Neither election was a mandate election. Both elections repudiated the performance of the incumbent president. Both elections had historically narrow popular vote margins. Both elections had surprisingly strong performances in states that were historically out of reach. Both elections narrowly shifted control of the Senate toward the winning presidential party but lost ground in the House.
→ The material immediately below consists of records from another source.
PR #838, opened 2025-06-03
i2c: Implement embedded_hal::i2c::I2c for I2CMasterDMA

X-yl:
Rationale - Blocking access is already exposed via the I2CMasterDma::read + I2CMasterDma::write functions but the embedded_hal::i2c::I2c trait is not implemented meaning it does not integrate well with generic crates.

cc: @shonrb

### DIFF
--- a/src/i2c/dma.rs
+++ b/src/i2c/dma.rs
@@ -6,6 +6,8 @@ use crate::dma::{
     traits::{Channel, DMASet, DmaFlagExt, PeriAddress, Stream, StreamISR},
     ChannelX, MemoryToPeripheral, PeripheralToMemory, Transfer,
 };
+use crate::hal::i2c;
+use crate::i2c::dma::i2c::{ErrorType, Operation};
 use crate::ReadFlags;
 
 use nb;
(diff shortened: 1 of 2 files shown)


src/i2c/dma.rs
```diff
@@ -601,6 +603,36 @@ where
...
+    RX_TRANSFER: DMATransfer<&'static mut [u8]>,
+{
+    fn transaction(
+        &mut self,
+        addr: u8,
+        operations: &mut [Operation<'_>],
+    ) -> Result<(), Self::Error> {
+        for operation in operations {
+            match operation {
+                Operation::Read(dest) => self.hal_i2c.read(addr, dest),
```
burrbull, line 628: This annoying me. I've newer used `I2C+DMA`. Is this correct use call inner implementation? Does it actually use DMA?

burrbull: Could it be explained more widely in docs?

> same as the [methods here](https://github.com/stm32-rs/stm32f4xx-hal/blob/master/src/i2c/dma.rs#L540-L581).

Yeah. These methods disturb me too.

Both elections ended with about 310 electoral votes (the difference mostly because of the changed number of electoral votes in battleground states after the 2020 census), and all seven 2024 battleground states were won by the winning candidate in both elections.

These two elections were almost perfect mirror images of each other, and either you must conclude that both were consequentially large victories by one party or the other, or you must conclude that both are narrow victories magnified by an electoral system that exaggerates the swings in political influence from small changes in election results. Any other interpretation is evidence of partisan wishfulfillment analysis.

For the record, I have consistently maintained that Biden did not win any form of governing mandate in 2020. The message voters sent in 2020 was only that they were not ready for another four years of Trump after suffering through the first 10 months of COVID-19 and the civil unrest following the murder of George Floyd.

President Biden massively misread the 2020 results and foolishly allowed the progressive wing of his party to pursue an extremely ambitious legislative agenda as if he had received a true electoral rout and mandate. Your comments and what we are already seeing in the first week after the election suggest that President-elect Trump is about to make the same mistaken interpretation of his election results and also overplay his political hand.

This will result in an ever-so-predictable backlash in the 2026 midterms, with the most favorable Senate map of the three Senate cycles and a House with only a very narrow Republican margin. This is a clear recipe for swinging both houses of Congress, much like the 2006 midterm cycle.

The big question is whether the Democratic Party can find a fresh new face with a fresh new vision for the party, like Obama provided in 2008. My two best outsider candidates to fulfill this role of a fresh new voice for the party are Mark Cuban and Jamie Dimon, both highly respected, politically savvy, high-profile public figures with no allegiance or baggage from legacy Democratic politics and the freedom to redefine the image of the party. Both are extremely successful businessmen with strong centrist credentials and the independence to craft a new vision for the party much as Bill Clinton did in 1992 and Obama did in 2008.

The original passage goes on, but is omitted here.